[Items from a data source]
◆ ◆ ◆ ◆ ◆

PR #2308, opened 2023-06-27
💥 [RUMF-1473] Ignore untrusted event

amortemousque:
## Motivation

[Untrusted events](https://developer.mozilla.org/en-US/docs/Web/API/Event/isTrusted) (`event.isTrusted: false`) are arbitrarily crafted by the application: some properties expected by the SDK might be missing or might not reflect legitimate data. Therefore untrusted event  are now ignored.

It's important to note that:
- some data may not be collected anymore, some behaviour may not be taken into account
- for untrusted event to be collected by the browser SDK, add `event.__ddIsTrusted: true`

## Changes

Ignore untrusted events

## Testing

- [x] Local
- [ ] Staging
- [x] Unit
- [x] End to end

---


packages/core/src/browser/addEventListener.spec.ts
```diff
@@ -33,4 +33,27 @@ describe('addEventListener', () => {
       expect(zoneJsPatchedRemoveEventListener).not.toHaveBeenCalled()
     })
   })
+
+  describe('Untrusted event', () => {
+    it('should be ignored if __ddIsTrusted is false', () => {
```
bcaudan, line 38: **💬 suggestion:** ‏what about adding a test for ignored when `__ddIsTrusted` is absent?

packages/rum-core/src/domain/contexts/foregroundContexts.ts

◆ ◆ ◆ ◆ ◆

### Exercise description
Find all lines holding the word "browser" in the records above and copy them.

### Response below
- for untrusted event to be collected by the browser SDK, add `event.__ddIsTrusted: true`
packages/core/src/browser/addEventListener.spec.ts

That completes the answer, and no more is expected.